- [Extracted material]
PR #7257, opened 2026-04-20
Update Jaspr to 0.23 as well as related dependencies

parlough:
These updates come with fixes to some issues we've been hitting, including double template rendering and running out of file descriptors.


conooi (approved):
Thank you, @parlough!!

PR #7269, opened 2026-05-02
fix(site): prevent docs page title overflow on small screens

Asif-Zaman-Suvo:
### Summary

Fixes the docs **page header card** layout on very narrow viewports so the title stays inside the card, wraps at word boundaries, and leaves room for the **page options (⋮)** control.

### Problem

- On small screens, the raised header (`#site-content-title.wrap`) could **overflow horizontally**.
- Long titles could break in the **middle of a word** (e.g. “documentation” split oddly).
- The **⋮** button in the top-right could **overlap** the title without enough inline padding.

### Changes

**`site/lib/_sass/components/_content.scss`**

- `min-width: 0` on the wrapped header and `h1` so flex items can shrink instead of overflowing.
- Extra `padding-inline-end` on the card so the title clears the options control.
- `word-break: normal`, `overflow-wrap: normal`, and `text-wrap: pretty` so line breaks prefer **spaces between words**.
- **≤360px width:** page title `h1` uses **`2.375rem`**; wider viewports keep the default **`2.75rem`** from `_base.scss`.

### Screenshots

Screenshot 2026-05-03 at 1 15 29 AM
Screenshot 2026-05-03 at 1 15 16 AM

### Testing

- Resize to a narrow width (e.g. ~360px) on a docs page with the card header (e.g. `/docs`) and confirm no horizontal overflow and sensible title wrapping.

### DIFF
--- a/site/lib/_sass/components/_content.scss
+++ b/site/lib/_sass/components/_content.scss
@@ -68,7 +68,7 @@ article {
       min-width: 0;
       max-width: 100%;
       word-break: normal;
-      overflow-wrap: normal;
+      overflow-wrap: break-word;
 
       @media (max-width: 390px) {
         font-size: 2.375rem;
--- a/site/lib/_sass/components/_content.scss
+++ b/site/lib/_sass/components/_content.scss
@@ -55,14 +55,27 @@ article {
       display: flex;
       flex-direction: column;
       gap: 0.35rem;
+      min-width: 0;
 
       background-color: var(--site-raised-bgColor);
       padding: 1rem;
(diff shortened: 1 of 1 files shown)


parlough (approved):
Thanks for investigating and improving the behavior of the page headers!

Asif-Zaman-Suvo:
> Thanks for investigating and improving the behavior of the page headers!

Thank you @parlough for reviewing and merging the PR.
I'm happy to contribute to the Dart documentation and hope to contribute more going forward

PR #7274, opened 2026-05-07
Update lints and diagnostics for latest updates

### LINKED ISSUE #63329: Syntax error in the example code for the lint `simplify_variable_pattern`
The lint documentation: https://dart.dev/tools/linter-rules/simplify_variable_pattern
The bad example is currently this:

```dart
void f(Object o) {
  if (o case String(length: length)) {
    print('string is $length characters long');
  }
}
```

It misses `var` or `final` after the colon and doesn't build:

```
  error • temp.dart:2:29 • Undefined name 'length'. Try correcting the
          name to one that is defined, or defining the name. •
          undefined_identifier
```

Need to change to something like this:

```dart
void f(Object o) {
  if (o case String(length: var length)) {
    print('string is $length characters long');
  }
}
```

By the way, that's the example in https://dart.dev/tools/diagnostics/simplify_variable_pattern
It's unclear why we have both, how they are related, and why they have diverged.

parlough:
These changes have already been reviewed in the SDK, this just updates the vendored files with the latest source data.

Also enables proper styling for marking diagnostic code spans as errors with `[! !]`.

Fixes https://github.com/dart-lang/sdk/issues/63329

### DIFF
--- a/site/lib/src/pages/custom_pages.dart
+++ b/site/lib/src/pages/custom_pages.dart
@@ -156,6 +156,7 @@ List<MemoryPage> get _lintMemoryPages {
               'title': lint.name,
               'underscore_breaker_titles': true,
               'description': 'Learn about the ${lint.name} linter rule.',
+              'bodyClass': 'highlight-diagnostics',
               // If this lint has a version not fully lower case,
               // specify that version as the canonical destination.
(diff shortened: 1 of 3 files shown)


conooi (approved):
lgtm thank you!!

PR #7280, opened 2026-05-09
Temporarily disable format check in CI

parlough:
While we move between branches over the next few weeks, to get the build passing (which still checks for valid analysis and passing tests).


conooi (approved):
Thanks, @parlough !!

antfitch:
Thank you so much for this!

PR #7286, opened 2026-05-13
Add helpful alt text to every blog post image

parlough:
Also update the `DashImage` component to require non-empty alt text for ensuring better accessibility of images.

@conooi No need to review this too closely as the existing blog posts are all historical at this point. The main thing is accessible `alt` text now being required for all blog images.


conooi (approved):
@parlough thank you!!

PR #7292, opened 2026-05-14
Work around aspect-ratio issue on older WebKit versions

### LINKED ISSUE #7289: Users are reporting issues with content being rendered for the blog
### Describe the problem

We have received reports on our blog having rendering issues when viewing it on iPads, the layout looks off

Image

### Expected fix

The layout info for the images and content needs to be fixed

### On which browser(s) did you experience this issue?

_No response_

### Additional context

_No response_

parlough:
Work around an issue with `aspect-ratio` on older WebKit versions by moving the relevant styles to the image's parent element.

Fixes https://github.com/dart-lang/site-www/issues/7289

I verified the issue existed on an iPad Pro 10.5 inch simulator that had iOS 17.5 installed and validated this fix on the simulator as well:

Screenshot of blog index page with simulator in portrait mode
Screenshot of blog index page with simulator in landscape mode

Before:

Screenshot of blog index page with simulator in portrait mode before the fix

### DIFF
--- a/site/lib/_sass/components/_blog.scss
+++ b/site/lib/_sass/components/_blog.scss
@@ -214,10 +214,6 @@
       .blog-card-image {
         flex: 1.5;
         border-radius: 4px;
-
-        img {
-          border-radius: 4px;
-        }
       }
 
       .blog-card-content {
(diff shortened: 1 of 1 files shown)


schultek (approved):
LGTM, thanks for this fix

PR #7306, opened 2026-05-19
Add 3.12 entries to deprecated breaking change and evolution pages

parlough:
Since we haven't finalized the deprecation and removal of these pages, add 3.12 entries so they are still up to date.


conooi (approved):
thank you!!

PR #7308, opened 2026-05-19
Add Dart 3.12 banner 

conooi:


parlough (approved):
I pushed an alternative implementation based on Markdown for supporting multiple links, but looks good to me. Thanks!

PR #7320, opened 2026-05-31
Update http package version to ^1.4.0 to match the output

SMMousaviSP:
The output which is the result of resolving dependencies does not match the version specified.


parlough (approved):
Both are fine as it should resolve to the newer version if available anyway, but updating this works for me. Thanks!

PR #7336, opened 2026-06-12
docs: clarify async program exit behavior in tutorial

### LINKED ISSUE #7332: Reference to program exit error in chapter 3 that isn't fully explained
### Page URL

https://dart.dev/learn/tutorial/packages-libs

### Page source

https://github.com/dart-lang/site-www/blob/main/src/content/learn/tutorial/packages-libs.md

### Describe the problem

Chapter 4, "Organize code with packages and libraries," references multiple times the description of a program exit issue in the code of chapter 3, "Write asynchronous code," but from what I could tell this description isn't actually in chapter 3, leaving me with the knowledge that there is a program exit issue, but not exactly why that issue exists.

### Expected fix

I would say the ideal fix is to write the clear description of the program exit issue and put it towards the end of chapter 3, where chapter 4 says the description is located.

### Additional context

_No response_

harshyadavDeveloper:
Updates the packages and libraries tutorial to directly explain the asynchronous program exit issue instead of referring to a discussion in Chapter 3 that no longer exists.

This makes the tutorial self-contained and avoids confusion for readers following the lesson sequence.

Fixes #7332


src/content/learn/tutorial/packages-libs.md
```diff
@@ -179,8 +179,8 @@ you can use a [path dependency][].
 Now that you've added `command_runner` as a dependency,
 you can import it into your `cli` application and
 replace your existing argument-handling logic with
-the new `CommandRunner` class. This step also
-fixes the program exit behavior discussed at the end of Chapter 3.
+the new `CommandRunner` class. This step also 
+fixes an issue where the program can exit before asynchronous operations complete.
```
parlough: I think we can leave this part out since it's a bit abstract at this point and it'll be covered below. What do you think?


```suggestion
the new `CommandRunner` class.
```

src/content/learn/tutorial/packages-libs.md
parlough: This is pre-existing, but let's consider adjusting this. Two things:

1. It's not the function being `async` that addresses the issue, but it does enable the use of `await`.
2. I believe adding the `await` isn't actually necessary to ensure the runner's completion. Perhaps we can reframe this around how it makes completion explicit and improves things like error propagation.

How about something like the following?

```suggestion
    - Declaring `main` as `async` lets it use `await`.
      Because `runner.run()` returns a `Future`,
      awaiting it makes `main` explicitly wait for the runner's completion,
      ensuring clear logic order and improving error propagation.
```

parlough (commented):
Thanks for tackling this @harshyadavDeveloper! One optional suggestion to a consider and a larger adjustment to improve the accuracy of the pre-existing statement. Let me know what you think.

harshyadavDeveloper:
Thanks for the review! I've applied the suggestion above and updated the explanation to focus on `async` enabling `await` and on explicit completion/error propagation.

parlough (commented):
Thanks for making those adjustments! Looks good to me.

parlough (approved):

PR #7338, opened 2026-06-14
Update diagnostics and lints as of 2026-06-14

parlough:
The updates are generated from content that's already been reviewed landing in the SDK.


conooi (approved):
tysm @parlough !!

PR #680, opened 2026-09-14
[SEBT-700] Ask whether users receive SNAP or TANF before choosing an ID, behind a feature flag

adbergen:
#### 🔗 Jira ticket

[SEBT-700 — As a DC co-loaded user I want to be able to select for this so I have a clear pathway to logging into the SEBT Portal](https://codeforamerica.atlassian.net/browse/SEBT-700)

#### ✍️ Description

Behind a new feature flag, **`enable_socure_snap_tanf_question`** (off by default), the Socure id-proofing form asks **"Do you receive SNAP or TANF?"** right after date of birth, matching the design screenshots from the ticket.

- **Yes** shows only the SNAP or TANF case number field (7 or 8 digits).
- **No** shows "Which ID number can you provide?" with SSN, ITIN, and None of the above.

With the flag **off**, the form is exactly what ships today: the four ID options, the narrower list for returning co-loaded users, and a required ID choice.

**Why a flag, and why this shape.** Which state turns this on is still open, so the flag is named for the Socure id-proofing path rather than a state, and it lives only in the base `appsettings.json`. A state opts in through its own appsettings or AWS AppConfig. The change is kept additive so that reverting it, or deleting the flag after rollout, touches little:

- The existing option lists, their tests, and every e2e spec are unchanged from `main`.
- The flag is read in one place, `IdProofingWithDi`, which picks the question design or the original options.
- The form learns an optional `snapTanfOption` prop. Without it, the form renders and validates exactly as before.
- Net diff is +456 / −30 across 7 files.

**With the flag on, only date of birth is required**, confirmed with design. Leaving the question unanswered, or answering Yes with a blank case number, submits with no ID, which the backend already handles the same way as "None of the above". Anything entered is still shape-checked, and a chosen SSN or ITIN still needs its number, since "None of the above" is the explicit way out on that path.

**The backend is unchanged.** Yes submits `snapAccountId`; No submits `ssn`, `itin`, or no ID, exactly as the form already could.

**With the flag on, co-loaded users get the question too.** The original options come from `session.isCoLoaded`, but that flag only turns true after a SNAP/TANF match, so a first-time co-loaded user, the group this ticket is about, arrives with it false. Everyone answers the same question instead.

**The form holds while flags load**, so nobody starts filling in one design and has it swapped for the other. Flags are normally cached by the time a user reaches id-proofing after sign-in.

**Analytics:** with the flag on, a failed "Yes" submission that includes a case number is tagged `idv_primary_reason: not_found` (a SNAP/TANF lookup miss, no Socure) rather than `socure_fail`. A "Yes" with the case number left blank submits no ID, so a Socure failure there still reports `socure_fail`.

#### ⚠️ Content gap

The helper text under the case number field in the design ("This number can be found on your SNAP or TANF notices. It can also be found on the District Direct website or mobile app. It is typically 7 or 8 digits long.") is not in the DC content sheet yet. The field reads the `helperAccountId` key and renders the hint only once that key exists, so it shows no hint until a row lands (for example `S8 - ID Proofing Optional ID Info - Helper Account ID`), then picks it up with no code change. Provisional English was not an option: its guard test restricts it to dashboard status labels.

#### 🔗 Links to related PRs

None. Branch is cut from `main` and touches only the id-proofing form, its option lists, and one feature flag default.

#### ✅ Completion tasks

- [x] Added relevant tests: form tests cover the question, both paths, optional submission, case number validation, not carrying a value across answers, the content-gated helper, and failure analytics; the original form tests still run against the flag-off form unchanged. `IdProofingWithDi` tests keep the original option-set cases for flag off and add flag-on cases for every session state plus the loading hold. Backend feature flag tests pass with the new default. E2e specs are unchanged and exercise the flag-off form.
- [ ] Meets acceptance criteria in ticket: met with the flag on; off by default until a state is chosen.
- [ ] Configuration changes: one new feature flag, `enable_socure_snap_tanf_question`, defaulting to `false` in base `appsettings.json`. Not added to any state example file or AWS AppConfig until a state is chosen.


apps/portal/src/SEBT.Portal.Web/src/features/auth/components/id-proofing/IdProofingForm.tsx
```diff
@@ -261,11 +291,12 @@ export function IdProofingForm({ idOptions, contactLink, getDiToken }: IdProofin
...
         } else {
-          // Co-loaded users reach "failed" only via SNAP/TANF + DOB mismatch (no Socure),
-          // or when the backend classified the household as co-loaded-only.
+          // Co-loaded users, and anyone who answered "Yes" to SNAP/TANF, reach "failed" only via
+          // SNAP/TANF + DOB mismatch (no Socure), or when the backend classified the household as
+          // co-loaded-only.
           setPageData(
             'idv_primary_reason',
-            isCoLoaded || response.offboardingReason === 'coLoadedOnly'
+            isCoLoaded || answeredYes || response.offboardingReason === 'coLoadedOnly'
```
necampanini: i think there's an edge cases where a user who answers "Yes" but leaves the case number blank still goes to Socure. if they return a failure there, this would still get tagged `not_found`.

any way to account for this so a blank "Yes" that Socure fails on would return `socure_fail`?

necampanini (changes requested):
looks good, just the one edge case we may need to consider

apps/portal/src/SEBT.Portal.Web/src/features/auth/components/id-proofing/IdProofingForm.tsx
adbergen: Addressed in [15c0fae](https://github.com/codeforamerica/sebt-self-service-portal/pull/680/commits/15c0faefd40a061fd78a4201bd5e4cd1770497d3)

necampanini (approved):

PR #696, opened 2026-09-17
[SEBT-692] Validate remaining portal settings at startup

adbergen:
#### 🔗 Jira ticket

[SEBT-692 — Align options registration so remaining AppSettings validate on start](https://codeforamerica.atlassian.net/browse/SEBT-692)

#### ✍️ Description

**Registration was already aligned.** The ticket describes settings bound with plain `AddOptions` in `AddPortalInfrastructureAppSettings`. That method no longer exists: #587 moved every settings type onto `AddPortalOptions<T>()` in `Infrastructure/Configuration/Dependencies.cs`, which registers `AddOptionsWithValidateOnStart`, runs `ValidateDataAnnotations`, and auto-registers any `IValidateOptions<T>` in the assembly. Every type the ticket lists already validates on start, and `IOptionsMonitor` consumers re-validate on AppConfig reload. What was missing was rules for those types to enforce, so that is what this adds.

**Decision for each type the ticket lists:**

| Settings | Decision | Why |
|---|---|---|
| `RedisSettings` | **New `RedisSettingsValidator`** | Once `Host` is set: port must be 1–65535, `SslHost` and `AcceptSelfSignedCertificates` require `Ssl` (without TLS they are ignored and the connection is unencrypted), and self-signed certificates fail outside Development. A blank `Host` means Redis is off and nothing else is checked: blanking the host over a state file that configures TLS Redis is how the CO integration e2e stack switches to in-memory stores. |
| `StateHouseholdIdSettings` | `[MinLength(1)]` | With no preferred type, no guardian links to a household. |
| `IdProofingValiditySettings` | `[Range(1, …)]` on `ValidityDays` | Zero or negative expires every completed verification immediately. |
| `AddressValidationDataSettings` | `[Range(0, …)]` on `MaxStreetAddressLength` | 0 still disables the check; negative is nonsense. |
| `OidcVerificationClaimSettings` | `[Required]` on the two primary claim names | A blank claim name matches no claim, so every OIDC user reads as unverified. Blank fallbacks keep meaning "use the default". |
| `EnrollmentCheckerSettings` | **New `EnrollmentCheckerSettingsValidator`**, income figures only | Negative figures fail, and `BaseThreshold` and `MaxHouseholdSize` must be set together (with one, the checker silently drops income screening). **Banner copy is deliberately unvalidated:** this section hot-reloads, and a rejected reload fails every consumer until corrected, including the checker's whole features endpoint (outage page, apply, season). A blank banner does not justify that. A test pins this choice. |
| `SeedingSettings` | Left unvalidated | Dev-only, and a bad `EmailPattern` already fails loudly at seed time. |
| `IdProofingEligibilitySettings`, `CoLoadedCohortFilterSettings`, `AddressValidationPolicySettings` | Left unvalidated | Booleans only; the binder already rejects non-boolean values. |
| `FeatureManagementSettings` | N/A | No such type. Flags go through Microsoft.FeatureManagement. |

**Redis is also checked where it is read early.** `ResolveRedisConfigurationOptions` reads the section while services are being registered, before validate-on-start runs, to wire the distributed cache and lock provider. Its inline self-signed-certificate check is replaced by a call to the same validator, so that path now applies every Redis rule and throws the same collected message as an `OptionsValidationException` instead of an `InvalidOperationException`. The one existing test that expected the old type is updated.

Validators follow the existing `OidcSettingsValidator` and `PiiEncryptionProductionSecretsValidator` patterns: problems are collected so one boot reports everything to fix, and environment-dependent rules take `IHostEnvironment`.

#### ⚠️ Deploy note for the reviewer

These rules turn some currently-booting configurations into startup failures, which is the intent, but real state configs are gitignored and could not be checked here. Please confirm no live DC or CO environment has:

- a `Redis:Host` set together with `SslHost` or `AcceptSelfSignedCertificates` while `Ssl` is off
- `Redis:AcceptSelfSignedCertificates: true` outside Development (this already failed before this PR)
- `EnrollmentChecker:IncomeEligibility` with only one of `BaseThreshold` / `MaxHouseholdSize` set, or a negative figure (including in the AWS AppConfig AppSettings profile, where a bad value would now be rejected on reload)
- an empty `StateHouseholdId:PreferredHouseholdIdTypes`

All example appsettings files in the repo pass.

#### 🔗 Links to related PRs

- #587 aligned the registrations this builds on.
- #678 added the collected-problems `OidcSettingsValidator` pattern used here.

#### ✅ Completion tasks

- [x] Added relevant tests: `RedisSettingsValidatorTests` and `EnrollmentCheckerSettingsValidatorTests` cover success and failure for each rule, including defaults and the example-file shapes; `SettingsDataAnnotationsTests` covers each new data annotation through the same `DataAnnotationValidateOptions` that `ValidateDataAnnotations` registers; `RedisSettingsStartupValidationTests` proves a production host with self-signed Redis certificates refuses to start. Full backend unit suite passes.
- [x] Meets acceptance criteria in ticket: documented decision per type above, high-impact settings fail startup or reload, empty defaults still boot, registration already consistent via #587.
- [ ] Configuration changes: N/A, no new settings, secrets, or env vars. **But see the deploy note:** existing values are now checked, so a live environment with one of the listed shapes will fail to start.


apps/portal/src/SEBT.Portal.Infrastructure/Configuration/Validators/RedisSettingsValidator.cs
```diff
@@ -0,0 +1,63 @@
...
+/// Redis is optional: without <c>Redis:Host</c> the portal falls back to in-memory caching and SQL
+/// Server locks. Blanking the host over a state file that configures TLS Redis is how a
+/// single-instance stack turns Redis off, so a section without a host is not checked. Once a host is
+/// set, the TLS values have to agree with each other, and certificate validation may only be skipped
+/// in Development.
+///
+/// <c>ResolveRedisConfigurationOptions</c> runs this too: it reads the section while services are still
+/// being registered, before validate-on-start can see it.
+/// </summary>
+public class RedisSettingsValidator(IHostEnvironment environment) : IValidateOptions<RedisSettings>
```
noxmwalsh, line 19: This is minor, but just to match `OidcSettingsValidator`, can we add some `null` options type guards within this validator?

noxmwalsh (approved):
Approved with comment about adding some null guards for the Redis settings validator

PR #697, opened 2026-09-17
[SEBT-761] Add one-command local environment setup script

adbergen:
#### 🔗 Jira ticket

[SEBT-761 — Create one-click script to install / set up whole local env](https://codeforamerica.atlassian.net/browse/SEBT-761)

#### ✍️ Description

Adds one command that takes a fresh clone to a machine ready to run the portal, automating the README's manual steps 1 through 5:

```bash
./scripts/dev/setup-local.sh              # both states
./scripts/dev/setup-local.sh --state co   # one state
pnpm dev:setup                            # same thing, once pnpm exists
```

**What it does, in order.** Every step checks before it acts, so re-running is safe.

1. **Platform.** macOS with Homebrew; anything else points to the manual steps in the README.
2. **Tools.** Installs whatever is missing: .NET 10 (`brew install dotnet`, then confirms a 10.x SDK for `global.json`), Node.js 24 or newer (`brew install node`), and pnpm 10 (`npm install -g pnpm@10`, since the team stays on 10 and brew's latest is 11). Each is re-checked after installing, so a different version first on PATH stops setup with a clear message instead of failing later. **Docker Desktop is checked, not installed**: installing it needs admin rights and it has to be opened once from the GUI, so setup stops with the exact steps if it is missing or not running.
3. **DC connector.** Clones `sebt-self-service-portal-dc-connector` beside this repo if it is not there. The clone runs over HTTPS with credential prompts off, so without access it fails fast and setup continues for CO only with a warning. An existing checkout is never switched or pulled, but setup warns when it is off main or behind, since an old branch can fail to build against current shared package versions.
4. **Config.** `scripts/dev/setup-local-config.sh` creates `.env`, the web `.env.local`, and the Development and per-state appsettings from their examples, **never overwriting an existing file**. In files it creates, it fills the database password from `.env` (so compose and the API agree) and generates the JWT, identifier hasher, and OIDC signing keys. Values only a developer can supply, such as CBMS and OIDC client IDs, stay as placeholders and are listed at the end.
5. **Dependencies.** `pnpm install` and `dotnet tool restore`.
6. **Build.** The existing `build-dc.sh` (which also builds the monorepo) or `build-co.sh`.
7. **Services.** Generates the Redis certs and runs `docker compose up -d --wait` for MSSQL, Mailpit and Redis, waiting until they report healthy.
8. **Summary.** The command to start the app per state, the app and Mailpit URLs, a pointer to the local OIDC docs for CO, and the placeholders still to fill in. It stops there rather than launching the dev server, so setup stays re-runnable and separate from the long-running process.

The README's Local Environment Set Up section gets a short "Quick start (macOS)" pointing at the script; the manual steps stay below it.

**Verified on a real machine:**
- `--state co` end to end: tools detected, config files created with placeholders listed, CO build succeeded, MSSQL, Mailpit and Redis came up healthy, summary printed.
- Re-run: every config file kept, generated JWT key unchanged, build and services still fine.
- `--help`, an unknown `--state`, shellcheck, and parsing under macOS's system bash 3.2.
- The DC path on the test machine stopped at the build because that machine's DC connector checkout was on an old feature branch, 13 commits behind its main, which is exactly the case the new warning calls out; `pnpm dev:dc` fails the same way there.

#### 🔗 Links to related PRs

None. Branch is cut from `main` and touches only developer scripts, one `package.json` alias, and the README.

#### ✅ Completion tasks

- [x] Added relevant tests: `scripts/ci/tests/setup-local-config_test.sh` runs the config step against a temporary copy of the real example files, so it breaks if their placeholders change. It covers a fresh checkout, distinct 32+ character generated keys, a re-run keeping existing files, `--state co` skipping the DC file, and rejecting an unknown state. It runs in the existing CI scripts smoke tests job. The install, clone, build and Docker steps change the machine, so they were verified by running the script rather than in CI.
- [ ] Configuration changes: N/A


zarahzachz (changes requested):
This work is _fantastic_! 🤩 

I did run into problems running the script locally where the script bailed out before running the docker commands. 

I think this due to a pnpm versioning issue. I troubleshat it and found adding a line like `"packageManager": "pnpm@10.0.0",` to the root package.json file and running `pnpm install` before rerunning this shellscript seemed to shake out the issues and allowed the whole script to run to completion.

PR #708, opened 2025-07-25
Misc: AppIcon for example app & setting other settings for packages

mohannad-hassan:
## Summary by CodeRabbit

* **New Features**
  * Added support for specifying additional Swift compiler settings when defining a target.


mohannad-hassan:
Oh sorry about that.

For the app icon, I needed to remove the alpha channel so that it can be uploaded to the App Store. I honestly used an online service to quickly change it, and white seemed non-noisy for me. Since we might need to upload builds for tests, I thought we might keep it. 

For the other settings, I added that to pass the other compiler flags, which will be used to enable the flag for Quran sync work.

mohamede1945:
No worries, Mohannad! 

I'd typically lean toward including the settings change in the same PR where it’s used, to keep the change atomic. But it’s fine this time :)

PR #713, opened 2025-11-01
Audio speed control (new feature)

adnan29979:
I added the speed control on the iOS Audio Banner, similar to what exists on the Web. I think Android has it too (not 100% sure). I don’t have an Android phone right now to test, but I saw older PRs/MRs that suggest it’s there. It felt missing on iPhone, so I built it.

I moved the Speed button to the left side, right after Stop. Then it goes Backward → Play/Pause → Forward → More. This is all done in SwiftUI, so it’s not hard-coded with frames. It’s just the order in the HStack in AudioBannerViewUI.swift (the AudioPlaying view). The layout is dynamic and follows the view code.

I set 1× as the default speed. If the user has no saved setting, we seed UserDefaults("Audio.PlaybackRate") with 1.0 on first run and apply it to the player on start. If they change speed from the banner, I write the new value back to UserDefaults, so it sticks for next time.
image
image

### DIFF
--- a/Core/QueuePlayer/AudioPlayer.swift
+++ b/Core/QueuePlayer/AudioPlayer.swift
@@ -206,7 +206,7 @@ class AudioPlayer {
     }
 
     private func waitUntilFrameEnds(currentTime: TimeInterval? = nil) {
-        // Remaining media time to the end of the frame 
+        // max with 100ms since sometimes the returned value could be negative
         let mediaDelta = max(0, getDurationToFrameEnd(currentTime: currentTime))
         // Convert media time to wall-clock time 
         let rate = max(0.1, Double(player.effectiveRate))


adnan29979:
@mohamede1945 , can you kindly please share a rough timeline when you'd review this change and provide a feedback or merge it (if all seems okay)?
I know you might have other jobs which can delay this review. but approximately when can I expect a review please?
Thanks.

UI/NoorUI/Features/AudioBanner/AudioBannerViewUI.swift
```diff
@@ -25,7 +25,24 @@ public struct AudioBannerActions {
     let cancelDownloading: AsyncAction
     let reciters: () -> Void
     let more: () -> Void
-    public init(play: @escaping () -> Void, pause: @escaping () -> Void, resume: @escaping () -> Void, stop: @escaping () -> Void, backward: @escaping () -> Void, forward: @escaping () -> Void, cancelDownloading: @escaping AsyncAction, reciters: @escaping () -> Void, more: @escaping () -> Void) {
+    // NEW
```
mohamede1945: Do you mind deleting these kind  of comments, please?

Core/QueuePlayer/QueuePlayer.swift
```diff
@@ -75,6 +81,7 @@ public class QueuePlayer {
             oldValue?.actions = nil
         }
     }
+    private var playbackRate: Float = 1.0
```
mohamede1945: Since the rate is persisted and also audio player stores it, I don't think we need this property.

UI/NoorUI/Features/AudioBanner/AudioBannerViewUI.swift
```diff
@@ -65,6 +85,23 @@ public struct AudioBannerViewUI: View {
...
+    ("1.25×", 1.25), ("1.5×", 1.5), ("1.75×", 1.75), ("2×", 2.0),
+]
+
+private func speedLabel(_ rate: Float) -> String {
+    if let m = kSpeedOptions.first(where: { abs($0.value - rate) < 0.001 }) {
+        return m.title
+    }
+    var s = String(format: "%.2f", rate)
+    while s.contains(".") && (s.hasSuffix("0") || s.hasSuffix(".")) { s.removeLast() }
+    return s + "×"
```
mohamede1945: Why do we need to do this?

mohamede1945 (changes requested):
Jazak Allah khyrn for the PR.  I've left a couple of comments.

I tested it locally and the major issue I see is that when I change the speed, the recitation highlighting doesn't work.

Core/QueuePlayer/Player.swift
```diff
@@ -46,7 +48,7 @@ final class Player {
     }
 
     func play() {
-        player.play()
+        player.playImmediately(atRate: currentRate)
```
adnan29979: line 22, 24, 51 is because at higher speeds, when the audio transitions from one ayah to the other, there is a micro gap of silence. It brings down the user experience. These lines take care of that 'dips' between ayahs at speeds other than 1x

adnan29979:
AssalamuAlaikum. Is there any way I can help bring any changes to this PR to finalize it? Thanks.

mohamede1945 (approved):

PR #751, opened 2026-02-26
Add QUL Naskh mushaf font support

rayinuk13:


mohamede1945:
@rayinuk13 thanks for putting up the PRs.

However, this change is not sufficient. Adding the font file and a helper function alone does not integrate it into the app. The font is currently not being used anywhere in the UI.

Additionally, we still need the Naksh Mushaf images to be included and properly wired into the rendering layer. Without those assets, the feature is incomplete.

Did you run the example app locally and verify the visual changes?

- [What to do] After identifying the lines above that contain "criteria", copy each one.

- [Written response]
- [ ] Meets acceptance criteria in ticket: met with the flag on; off by default until a state is chosen.
- [x] Meets acceptance criteria in ticket: documented decision per type above, high-impact settings fail startup or reload, empty defaults still boot, registration already consistent via #587.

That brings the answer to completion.